Countries have different practices regarding accompaniment by family members. Although most allow this, it is often limited to doctoral students and only a few countries grant family members access to the labour market. This aspect of migration is important to mature international students, the study stressed.
Student Directive 2004/114/EC had been important in facilitating immigration and had introduced common basic conditions for admitting third-country nationals, guaranteed certain rights – such as labour market access – and ensured transparent procedures.
The directive gives international students access to the labour market during study. While some countries offer open access, others limit this to certain economic sectors according to national needs. Countries with flexible policies might be considered more attractive.
Regarding staying on after study, some countries striving to attract highly skilled students to fill labour gaps, facilitate students’ stay in the EU to seek employment. Others allow foreign students to stay and obtain work experience, in line with international cooperation policies.
Cooperation
Student mobility is facilitated by international cooperation through a wide range of bilateral and multilateral agreements, often set up within a framework of broader strategic objectives – “for example, to serve labour market needs or to facilitate trade”.
EU mobility programmes have been effective in opening up opportunities to students from third countries, both to study in one country and to move between states, especially the Erasmus Mundus programme.
Some states have changed application processes to facilitate the entry of students, by simplifying administrative processes, allowing universities or government departments to act as sponsors, and facilitating communications across government departments and agencies.
However, there are obstacles kicked up by legislation and safeguards at national level, and inefficiencies in processing systems for residence permits.
The study was not able to demonstrate whether measures implemented were the main factor for non-EU students wishing to migrate. “This is particularly the case in relation to the imposition of less strict immigration rules.”
Misuse
The study found that the scale and nature of misuse varied significantly across countries. Misuses included overstaying, non-attendance of courses, submitting an application for asylum following entry on a student permit, and working outside legal conditions.
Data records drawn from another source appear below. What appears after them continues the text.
PR #4523, opened 2018-07-27
[arkit] Add ARAnchorCopying protocol

VincentDondain:
Even if empty this protocol will help with tests and subclasses.


VincentDondain:
This PR fails on device with the following error:

```
/Users/vidondai/Documents/xi-xcode10/xamarin-macios/tests/introspection/iOS/obj/iPhone/Debug-unified/device-builds/iphone10.6-12.0/mtouch-cache/registrar.m(50381,4): error G464A8611: cannot find protocol declaration for 'ARAnchorCopying'
MTOUCH : error MT4109: Failed to compile the generated registrar code. Please file a bug report at http://bugzilla.xamarin.com
```

Let's brainstorm here on how to solve this (:

rolfbjarne:
Does a simple Objective-C sample using `ARAnchorCopying` compile? If it does, what's the significant difference between the generated registrar code and the sample code?

spouliot:
@VincentDondain the bots failures are:

`[FAIL] [Rule 3] Missing '.' in attribute's message: "To conform to 'ARAnchorCopying' you need to implement: `

and xtro

```
19:40:23.7417620 ?unknown-entry? !missing-protocol! ARAnchorCopying not bound in 'iOS-ARKit.ignore'
19:40:23.7418430 ?unknown-entry? !missing-protocol-conformance! ARAnchor should conform to ARAnchorCopying in 'iOS-ARKit.ignore'
```

As you have not enabled device builds we can't see any details (and you did not link to a gist of the registrar generated code)

VincentDondain:
Registrar generated code: https://gist.github.com/VincentDondain/80c3262ae2b135336fe77d9d2bcedd95

spouliot:
build

spouliot:
@VincentDondain not sure if it's beta5 related (no related header changes) but applying your change locally worked for device builds. Is it possible you were building with an older Xcode10 beta ?

Adding label to re-build (with beta 4) with device builds to see if bots have the issue.

VincentDondain:
It is possible. I switched from my laptop to desktop (after working remotely) and I installed beta 4 on the desktop but maybe I was out of sync there. Will retry now that I'm up to date with beta 5 (and did a full rebuild).

VincentDondain:
Ah stupid me, it's because I was trying to run the tests from Visual Studio Mac and didn't not have the right Xcode selected there (was beta 2 on this computer).

Now that's an annoying problem people can face, they update their Xcode, update their XI but forget to change the Xcode path in VSMac. The only way I can see to fix that would be to add the Xcode version code in our versions.plist and warn that customers are not using the exact right recommended Xcode.

spouliot:
@VincentDondain I don't think it's common - besides us working with several Xcode versions and betas. Most people only use the default location and, for a very few, a single beta location. 

Also a specific version check would affect (people hate warnings they can't solve) everyone using a newer version for which we don't update, eg. Xcode 9.4.1

FWIW that should not happen, even to us, very often since we do have such a check in our build system (so rebuilding with that fix should have warned/stopped you).

VincentDondain:
@spouliot mmh not sure which check in our build system you're talking about. I think you're talking about the `xcode-select` check, that check I hit it and I fixed my `xcode-select` path but our build system doesn't force you to update your VSMac Xcode path (which was my issue here).

An other thing we could do (not sure it's possible) is to use the `xcode-select` path in VSMac. In Xcode when you switch the command line tool in the IDE you effectively do an `xcode-select -s`.

screenshot 2018-07-31 11 49 57

VincentDondain:
@spouliot yes I'm now working on that. I initially wanted to push this because I ran into an issue locally (:

PR #5114, opened 2018-11-08
[xtro] Report incorrect 'ArgumentSemantic' enum value usage

### LINKED ISSUE #4018: [xtro] Report incorrect 'ArgumentSemantic' enum value usage
Xtro should report incorrect 'ArgumentSemantic' enum value usage.

E.g: ClassKit in Xcode 9.4 beta 2 had a bunch of:

``` Diff
-@property (nullable, nonatomic) __kindof CLSActivityItem *primaryActivityItem;
+@property (nullable, nonatomic, strong) __kindof CLSActivityItem *primaryActivityItem;
```

It'd be very helpful if Xtro reported those.

VincentDondain:
- Fixes #4018: [xtro] Report incorrect 'ArgumentSemantic' enum value usage
  (https://github.com/xamarin/xamarin-macios/issues/4018).

### DIFF
--- a/tests/xtro-sharpie/SelectorCheck.cs
+++ b/tests/xtro-sharpie/SelectorCheck.cs
@@ -64,12 +64,11 @@ namespace Extrospection {
 				return;
 
 			var nativeArgumentSemantic = decl.Attributes.ToArgumentSemantic ();
-
 			var nativeMethodDefinition = decl.QualifiedName;
 
 			bool found = qualified_properties.TryGetValue (nativeMethodDefinition, out var managedArgumentSemantic);
 			if (found && managedArgumentSemantic != nativeArgumentSemantic)
-				Log.On (framework).Add ($"!incorrect-argument-semantic! Native '{nativeMethodDefinition}' has ({nativeArgumentSemantic.ToUsableString ().ToLowerInvariant ()}) instead of 'ArgumentSemantic.{managedArgumentSemantic.ToUsableString ()}'");
+				Log.On (framework).Add ($"!incorrect-argument-semantic! Native '{nativeMethodDefinition}' is declared as ({nativeArgumentSemantic.ToUsableString ().ToLowerInvariant ()}) but mapped to 'ArgumentSemantic.{managedArgumentSemantic.ToUsableString ()}'");
 		}
 
 		public override void VisitObjCMethodDecl (ObjCMethodDecl decl, VisitKind visitKind)
--- a/tests/xtro-sharpie/SelectorCheck.cs
+++ b/tests/xtro-sharpie/SelectorCheck.cs
@@ -11,7 +11,6 @@ using System.Collections.Generic;
 using Mono.Cecil;
 
 using Clang.Ast;
-using System.Linq;
 
 namespace Extrospection {
 
@@ -36,7 +35,7 @@ namespace Extrospection {
 				case "ExportAttribute":
 					var methodDefinition = method.GetName ();
 					if (!string.IsNullOrEmpty (methodDefinition)) {
-						var argumentSemantic = Helpers.ArgumentSemantic.None;
+						var argumentSemantic = Helpers.ArgumentSemantic.Assign; // Default
 						if (ca.ConstructorArguments.Count > 1) {
 							argumentSemantic = (Helpers.ArgumentSemantic)ca.ConstructorArguments [1].Value;
 							qualified_properties.Add (methodDefinition, argumentSemantic);
@@ -66,15 +65,11 @@ namespace Extrospection {
 
 			var nativeArgumentSemantic = decl.Attributes.ToArgumentSemantic ();
 
-			// Ignore Copy, UnsafeUnretained and Weak for now
-			if (nativeArgumentSemantic == Helpers.ArgumentSemantic.Copy || nativeArgumentSemantic == Helpers.ArgumentSemantic.UnsafeUnretained || nativeArgumentSemantic == Helpers.ArgumentSemantic.Weak)
-				return;
-
 			var nativeMethodDefinition = decl.QualifiedName;
 
 			bool found = qualified_properties.TryGetValue (nativeMethodDefinition, out var managedArgumentSemantic);
 			if (found && managedArgumentSemantic != nativeArgumentSemantic)
-				Log.On (framework).Add ($"!incorrect-argument-semantic! '{nativeMethodDefinition}' (native) has ({nativeArgumentSemantic.ToUsableString ().ToLower ()}) instead of 'ArgumentSemantic.{managedArgumentSemantic.ToUsableString ()}'");
+				Log.On (framework).Add ($"!incorrect-argument-semantic! Native '{nativeMethodDefinition}' has ({nativeArgumentSemantic.ToUsableString ().ToLowerInvariant ()}) instead of 'ArgumentSemantic.{managedArgumentSemantic.ToUsableString ()}'");
 		}
 
 		public override void VisitObjCMethodDecl (ObjCMethodDecl decl, VisitKind visitKind)
@@ -105,7 +100,6 @@ namespace Extrospection {
 					return;
 				name = "+" + name;
 			}
-
 			bool found = qualified_selectors.Contains (name);
 			if (!found) {
 				// a category could be inlined into the type it extend
--- a/tests/xtro-sharpie/SelectorCheck.cs
+++ b/tests/xtro-sharpie/SelectorCheck.cs
@@ -17,7 +17,8 @@ namespace Extrospection {
 
 	public class SelectorCheck : BaseVisitor {
 
-		HashSet<(string MethodDefinition, Helpers.ArgumentSemantic ArgumentSemantic)> qualified_export_arguments = new HashSet<(string, Helpers.ArgumentSemantic)> ();
+		HashSet<string> qualified_selectors = new HashSet<string> ();
+		Dictionary<string, Helpers.ArgumentSemantic> qualified_properties = new Dictionary<string, Helpers.ArgumentSemantic> ();
 
 		// most selectors will be found in [Export] attribtues
 		public override void VisitManagedMethod (MethodDefinition method)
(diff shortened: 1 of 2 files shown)


VincentDondain:
Time of `SelectorCheck` with new test:

```
Extrospection.SelectorCheck: Elapsed=00:00:02.0330457
Extrospection.SelectorCheck: Elapsed=00:00:05.7196766
Extrospection.SelectorCheck: Elapsed=00:00:10.8809971
Extrospection.SelectorCheck: Elapsed=00:00:14.4416889
```

(x4 because ran on 4 platforms)

Before:
```
Extrospection.SelectorCheck: Elapsed=00:00:00.5158108
Extrospection.SelectorCheck: Elapsed=00:00:00.8786211
Extrospection.SelectorCheck: Elapsed=00:00:01.0491429
Extrospection.SelectorCheck: Elapsed=00:00:01.2374137
```

Now I realize moving to `LINQ` might not have been such a good idea (will investigate) (:

tests/xtro-sharpie/SelectorCheck.cs
```diff
@@ -4,38 +4,20 @@
...
-
-		// duplicate
-		//	-> the selector is defined more than once for the same type
 
-		HashSet<string> known_selectors = new HashSet<string> ();
-
-		HashSet<string> qualified_selectors = new HashSet<string> ();
-
-		//Dictionary<TypeDefinition,HashSet<string>> type_exports = new Dictionary<TypeDefinition,HashSet<string>> ();
+		HashSet<(string MethodDefinition, Helpers.ArgumentSemantic ArgumentSemantic)> qualified_export_arguments = new HashSet<(string, Helpers.ArgumentSemantic)> ();
```
spouliot: you're now allocating a tuple for each entry - even if only properties actually needs the extra argument semantics

spouliot: depending on the numbers it might be cheaper to have a dictionary where you store argument semantics (and only when available) along with the `MethodDefinition`

tests/xtro-sharpie/SelectorCheck.cs
```diff
@@ -51,24 +33,53 @@ public override void VisitManagedMethod (MethodDefinition method)
...
+			// Ignore Copy, UnsafeUnretained and Weak for now
+			if (nativeArgumentSemantic == Helpers.ArgumentSemantic.Copy || nativeArgumentSemantic == Helpers.ArgumentSemantic.UnsafeUnretained || nativeArgumentSemantic == Helpers.ArgumentSemantic.Weak)
+				return;
+
+			var nativeMethodDefinition = decl.QualifiedName;
+
+			var exportArgs = qualified_export_arguments.FirstOrDefault (sel => sel.MethodDefinition.Contains (nativeMethodDefinition));
+
+			if (!string.IsNullOrEmpty (exportArgs.MethodDefinition) && exportArgs.ArgumentSemantic != nativeArgumentSemantic)
+				Log.On (framework).Add ($"!incorrect-argument-semantic! {nativeMethodDefinition} has ArgumentSemantic.{nativeArgumentSemantic.ToUsableString ()} instead of ArgumentSemantic.{exportArgs.ArgumentSemantic.ToUsableString ()}");
```
spouliot:
```
!incorrect-argument-semantic! SKUniform::textureValue has ArgumentSemantic.Strong|Retain instead of ArgumentSemantic.None
```
it's a bit confusing when reading (without our bindings sources or xtro sources). 

Either (best) you use the `ArgumentSemantic` for the managed version and the ObjC syntax (for clang/headers); or you mention which one is managed and native.

tests/xtro-sharpie/SelectorCheck.cs
rolfbjarne: Can't this be `Dictionary<string, ArgumentSemantic>`? Or can you have multiple methods with the same name, but different argument semantics?

That would mean any lookup would be a hashed lookup, and not a sequential lookup.

tests/xtro-sharpie/SelectorCheck.cs
VincentDondain: @spouliot `!incorrect-argument-semantic! 'SKUniform::textureValue' (native) has (strong|retain) instead of 'ArgumentSemantic.None'`?

spouliot: @VincentDondain yes, that would remove the ambiguity :)

VincentDondain:
**UPDATED**

Time of SelectorCheck with **new** test:

```
Extrospection.SelectorCheck: Elapsed=00:00:00.7263742
Extrospection.SelectorCheck: Elapsed=00:00:01.2136911
Extrospection.SelectorCheck: Elapsed=00:00:01.2747602
Extrospection.SelectorCheck: Elapsed=00:00:01.7494063
```
(x4 because ran on 4 platforms)

Before:

```
Extrospection.SelectorCheck: Elapsed=00:00:00.5158108
Extrospection.SelectorCheck: Elapsed=00:00:00.8786211
Extrospection.SelectorCheck: Elapsed=00:00:01.0491429
Extrospection.SelectorCheck: Elapsed=00:00:01.2374137
```

It is now only _slightly slower_ but I think that's acceptable (:

tests/xtro-sharpie/SelectorCheck.cs
```diff
@@ -4,38 +4,21 @@
...
-//             if we have a selector that is not part of the header files
-//
 
 using System;
 using System.Collections.Generic;
 
 using Mono.Cecil;
 
 using Clang.Ast;
+using System.Linq;
```
spouliot: are you still using any linq ?

tests/xtro-sharpie/SelectorCheck.cs
```diff
@@ -51,24 +34,49 @@ public override void VisitManagedMethod (MethodDefinition method)
...
+
+			// Ignore Copy, UnsafeUnretained and Weak for now
+			if (nativeArgumentSemantic == Helpers.ArgumentSemantic.Copy || nativeArgumentSemantic == Helpers.ArgumentSemantic.UnsafeUnretained || nativeArgumentSemantic == Helpers.ArgumentSemantic.Weak)
+				return;
+
+			var nativeMethodDefinition = decl.QualifiedName;
+
+			bool found = qualified_properties.TryGetValue (nativeMethodDefinition, out var managedArgumentSemantic);
+			if (found && managedArgumentSemantic != nativeArgumentSemantic)
+				Log.On (framework).Add ($"!incorrect-argument-semantic! '{nativeMethodDefinition}' (native) has ({nativeArgumentSemantic.ToUsableString ().ToLower ()}) instead of 'ArgumentSemantic.{managedArgumentSemantic.ToUsableString ()}'");
```
spouliot: use `ToLowerInvariant`

tests/xtro-sharpie/SelectorCheck.cs
```diff
@@ -97,6 +105,7 @@ public override void VisitObjCMethodDecl (ObjCMethodDecl decl, VisitKind visitKi
 					return;
 				name = "+" + name;
 			}
+
```
spouliot: minor: noise

tests/xtro-sharpie/SelectorCheck.cs
```diff
@@ -51,24 +34,49 @@ public override void VisitManagedMethod (MethodDefinition method)
...
+			if (!decl.IsAvailable ())
+				return;
+
+			var framework = Helpers.GetFramework (decl);
+			if (framework == null)
+				return;
+
+			var nativeArgumentSemantic = decl.Attributes.ToArgumentSemantic ();
+
+			// Ignore Copy, UnsafeUnretained and Weak for now
```
spouliot: why ?

tests/xtro-sharpie/SelectorCheck.cs
```diff
@@ -51,24 +34,49 @@ public override void VisitManagedMethod (MethodDefinition method)
 			foreach (var ca in method.CustomAttributes) {
 				switch (ca.Constructor.DeclaringType.Name) {
 				case "ExportAttribute":
-					string selector = ca.ConstructorArguments [0].Value as string;
-					if (!known_selectors.Contains (selector))
-						known_selectors.Add (selector);
+					var methodDefinition = method.GetName ();
+					if (!string.IsNullOrEmpty (methodDefinition)) {
+						var argumentSemantic = Helpers.ArgumentSemantic.None;
```
spouliot: `None` is not a value - it means the default (pre-ARC it's `Assign`)
The comparison you make later might not be correct.

spouliot: Here's an example
```
!incorrect-argument-semantic! 'CNContainer::type' (native) has (none) instead of 'ArgumentSemantic.UnsafeUnretained|Assign'
```
and the default (when nothing is specified) is `assign` - that's a false positive.

spouliot:
```
!incorrect-argument-semantic! 'AVRoutePickerView::activeTintColor' (native) has (strong|retain) instead of 'ArgumentSemantic.UnsafeUnretained|Assign'
```

Might just be me but the `instead of` is confusing, since it sounds like the managed version is right - while it's the native one that we can't change. What about:

```
'X' (native) is declared as (Y) but mapped to 'Z' (managed).
```

spouliot:
Not sure if it's worth cleaning up `weak` vs `ArgumentSemantic.UnsafeUnretained|Assign` since it's close and IIRC we don't care. It's nicer (and less confusing) to have matching declarations, but it's noisy to update (for future merges, e.g. xcode10.2 on 15.9).

@rolfbjarne can you look at the xtro results ? thanks!

rolfbjarne:
The results look correct to me from what I can see.

What we really care about is if native code uses 'copy', and our binding don't match (we can end up with invalid pointers). The reverse has a performance hit (if we declare something as 'ArgumentSemantic.Copy', while native doesn't), because we'd copy values when not needed, but _in theory_ it shouldn't cause trouble.

I think we should fix any mismatched 'copy' semantics, and the rest can ignore and/or delay until sometime later to fix.

rolfbjarne:
@VincentDondain correct.

spouliot:
@VincentDondain add a comment `FIXME: only Copy mistakes are reported now` and the related logic. That will tell us how many fixes are needed. You can run it locally (and report the numbers here), no need to push that yet.

Next disable the rule (so it does not report anything) and we can merge it into `master` (along with above changes).

Finally we'll back port the commit to `xcode10.2` (once we create it - and we can do it earlier than Apple) and have it fixed there to avoid merge conflicts (since doing large binding changes in `master`, while `xcode10.2` will be based on `d15-9` will likely be painful). It also means the fixes will become available sooner (than `d16-0`).

VincentDondain:
The result is 142 `!incorrect-argument-semantic!` found.

[report.zip](https://github.com/xamarin/xamarin-macios/files/2625650/report.zip)

rolfbjarne:
build

PR #5128, opened 2018-11-14
[DO_NOT_MERGE] Fix tests to run with msbuild

radical:
//commit messages: TODO


radical:
Testing this.

tools/xibuild/Options.cs
```diff
@@ -0,0 +1,2000 @@
+//
```
mandel-macaque: We no not need this file, do we?

radical:
Added more fixes and fixed other ways that the tests might be run.

rolfbjarne:
@radical thanks for this! I'll have a look at this next week and fix whatever needs fixing.

marek-safar:
@rolfbjarne @spouliot could we fast-track this and review/merge ASAP ?

rolfbjarne:
build

tests/xharness/Jenkins.cs
```diff
@@ -2872,8 +2874,9 @@ protected override async Task RunTestAsync ()
 				using (var proc = new Process ()) {
 
 					proc.StartInfo.WorkingDirectory = WorkingDirectory;
-					proc.StartInfo.FileName = "/Library/Frameworks/Mono.framework/Commands/mono";
+					proc.StartInfo.FileName = "xibuild";
 					var args = new StringBuilder ();
+					args.Append ("-t -- ");
```
rolfbjarne: Same: won't this try to write to `/Library/Frameworks/Mono.framework/Commands/mono.config`?

radical: This is running `TestExecutable` with `xibuild`, which should be nunit from the packages directory.

marek-safar:
@rolfbjarne @spouliot please have a second look

spouliot:
@radical did you force push to your branch ? because I don't see a newer commit. Doing that makes it a lot harder to review changes and ensure feedback was applied.

radical:
I did. I wanted to have clean micro commits. I can try to do separate commits for changes in future PRs.

spouliot:
@radical please do, I don't mind merge commit or squash (depending if history is important) but reviewing, again, changes inside 20 files makes the process heavier and longer than it needs to be :)

tools/xibuild/Main.cs
```diff
@@ -0,0 +1,220 @@
...
+				Console.WriteLine ("\t-t: Path to the managed tool to run. If this and `-c` are not used, then this runs msbuild");
+				Console.WriteLine ("\t-m <base config file>: Config file to merge with the one from msbuild.dll.config");
+				Console.WriteLine ("\t-h: help");
+				Console.WriteLine ("\nNote: Adds the path from the environment variable MSBuildExtensionsPathFallbackPathsOverride to the list of fallback paths in the generated app.config");
+				Console.WriteLine ("\nExamples:");
+				Console.WriteLine ("xibuild -c /path/to/foo.exe : Generate /path/to/foo.exe.config");
+				Console.WriteLine ("xibuild -- /v:diag /path/to/project.csproj : Run msbuild with a custom app.config and the arguments passed to msbuild.");
+				Console.WriteLine ("xibuild -t -- /path/to/managed_tool.exe args : Run managed_tool.exe with the arguments, and a custom app.config");
+				Console.WriteLine ("");
+				Console.WriteLine ("Add `-m /path/to/base.exe.config` to merge the generated app.config with base.exe.config .");
```
mandel-macaque: Minor comment, but I think you could have used the options print method, so that the help and the options are in sync. Something like

```csharp
options.WriteOptionDescriptions (Console.Out);
```

tools/xibuild/Main.cs
```diff
@@ -0,0 +1,220 @@
...
+			dstXml.AppendChild (dstConfigNode);
+
+			if (!String.IsNullOrEmpty (baseConfigFile) && File.Exists (baseConfigFile)) {
+				var baseXml = new XmlDocument ();
+				baseXml.Load (baseConfigFile);
+				CopyConfigNode (baseXml, dstConfigNode);
+			}
+
+			// Copy over msbuild.dll.config
+			{
```
mandel-macaque: Why the {} ?

tools/xibuild/Main.cs
```diff
@@ -0,0 +1,220 @@
...
+				}
+			}
+
+			/// <summary>
+			/// If the value exists, sets value attribute, else creates the element
+			/// </summary>
+			void SetToolsetProperty (string name, string value)
+			{
+				if (string.IsNullOrEmpty (value))
+					return;
```
mandel-macaque: WE check for the value, but what about if the name is null or empty?

tests/common/mac/ProjectTestHelpers.cs
```diff
@@ -573,7 +574,14 @@ static string GenerateOutputCommand (string tmpDir, Guid guid)
 
 		public static void NugetRestore (string project)
 		{
-			var rv = ExecutionHelper.Execute ("nuget", $"restore {StringUtils.Quote (project)}", out var output);
+			string rootDirectory = FindRootDirectory ();
+
+			Environment.SetEnvironmentVariable ("TargetFrameworkFallbackSearchPaths", rootDirectory + "/Library/Frameworks/Mono.framework/External/xbuild-frameworks");
+			Environment.SetEnvironmentVariable ("MSBuildExtensionsPathFallbackPathsOverride", rootDirectory + "/Library/Frameworks/Mono.framework/External/xbuild");
+			Environment.SetEnvironmentVariable ("XAMMAC_FRAMEWORK_PATH", rootDirectory + "/Library/Frameworks/Xamarin.Mac.framework/Versions/Current");
+			Environment.SetEnvironmentVariable ("XamarinMacFrameworkRoot", rootDirectory + "/Library/Frameworks/Xamarin.Mac.framework/Versions/Current");
```
mandel-macaque: Path.Combine over the concatenation?

tools/xibuild/Main.cs
radical: There are multiple *Xml variables, and this one is required only for this specific part, so scoped it to prevent accidental use.

tools/xibuild/Main.cs
radical: That would be a bug and IMHO letting the exception be thrown would be good. We could check for null/empty name and explicitly show an error+exit, but not sure if that is worth doing here.

tests/common/mac/ProjectTestHelpers.cs
radical: This is very specifically for macOS, so I don't see a value in using `Path.Combine` here, unless I break the fixed path into it's parts. Also, this is copy pasted from existing code (not necessarily a good reason for sticking to this though). If more people feel this is required, then I can make the change.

There was little research into what happens to students after completing their studies, with available statistics “not able to pinpoint exactly whether the student route is being misused or whether international students have returned to their country of origin”.
Most countries reported some incidences of abuse, but only three considered this a major problem. Misuse identified by some states related to specific sectors of education, such as language courses.
To combat misuse, countries implemented a range of measures including systems to check qualifications and skills, licensing or inspection regimes to ensure that institutions do not violate the use of student permits, and codes of conduct to encourage self-regulation in admitting international students.